Two things to bear in mind:

Firstly, we do not support the explicit 'data32' and 'addr32' prefixes that GNU
as supports (neither do we support 'data16 or 'addr16' in 32-bit mode). That
would be the subject of a separate feature request.

In practice, I cannot think of a single case where an explicit 'data32' is
needed because the operand size can always be implicit in the mnemonic suffix.
Some people like to write 'data32 lgdt', where 'lgdtl' would sufficed, for
example.

For the GNU toolchain, 'addr32' *is* sometimes needed because even with an
immediate address larger than 64KiB it will still refuse to use 32-bit
addressing modes unless explicitly told to do so. LLVM does not suffer that
idiocy at the moment, and 'movl $0, 0xf0000000' will actually do the sane
thing. So for LLVM you can mostly just drop the 'addr32' prefixes that the GNU
toolchain requires.

Secondly, the code we generate is a little larger than the code generated by
GNU as — mostly because we're so quick to use 32-bit addresses.
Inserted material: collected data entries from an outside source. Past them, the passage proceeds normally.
PR #3400, opened 2026-09-18
fix(uipath-automationhub): never block publish on owner lookup, and create missing applications [cp v1.202]

parth-patil-uipath:
Cherry-pick of **#3399** onto `release/v1.202` for the hotfix. Picked with `-x`, so both commits record their origin.

Two real publish failures on staging where nothing was wrong with the tenant or the user — both caused by this skill's guidance rather than the product.

## 1. The owner lookup blocked publishes it had no business blocking

The skill called `GET /users` *"the ground truth"* for resolving an owner. It isn't, for two measured reasons:

- **`invite` defaults to activated users only** — a user who has only ever used the API or CLI is absent from the list *while being perfectly able to own a process*. On a test tenant the default returned **17 of 24** users.
- **Results are paged under a non-deterministic order** — the default sort is `relevance`, a constant when no search text is given, with no tiebreaker.

What happened: the agent ran `uip ah users list --limit 50`, filtered for the signed-in user's own email, got nothing, reported *"Automation Hub does not list your account as an eligible user"*, and never attempted the create. The user then emailed an admin for access **they already had** — they were a System Admin.

Now: the identity comes from `uip ah auth-info get`, which is the authority. The users-list call is retained but **informational and never blocking**, and when used must be scoped `--search "<email>" --invite-status all` — both flags, since search alone returns zero rows for exactly the users this is about.

## 2. Missing applications caused publishes to be abandoned

A PDD named Salesforce, Equifax, CREDILEX, SUNAT Portal and others; none in the tenant inventory, while the application questions were **required** with enums limited to existing entries. The agent refused to fabricate selections and stopped.

Refusing to fabricate was right; stopping was not. **Applications can be created** — `PUT /appinventory` upserts, and an element whose `application_id` is `null` inserts. Verified through the CLI: admin → created Id 12; non-admin → `403`.

Now: match inventory → create what's missing → **if creating fails for any reason, fall through** to the closest existing entries and name the real systems in the description. Never abandon a publish over applications; never substitute silently.

## 3. The owner 400 has a remediation

`Cannot identify owner by email` named the email address, sending people hunting for a typo when the account simply had never been activated. Both guides now say: don't retry with a different address, confirm via `auth-info`, point at a one-time sign-in, and note that newer Automation Hub versions accept these users with no sign-in at all.

## Cherry-pick quality

- **Zero conflicts.** All four files verified identical between `release/v1.202` and `main` before picking.
- **Content identical to the `main` branch** — `git diff origin/fix/ah-owner-lookup-and-application-create -- <the 4 files>` returns empty.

We use 32-bit
addressing modes whenever the address is not an immediate and below 64KiB. So
*all* symbol references which require relocs will be 32-bit. 


Then of course there are unrelated bugs like bug 18303 which will hurt you if
you change modes within a single asm file, and bug 3997 which is the only
remaining reason why the Linux kernel's 16-bit startup code doesn't build
correctly with 'clang -m16' as of today.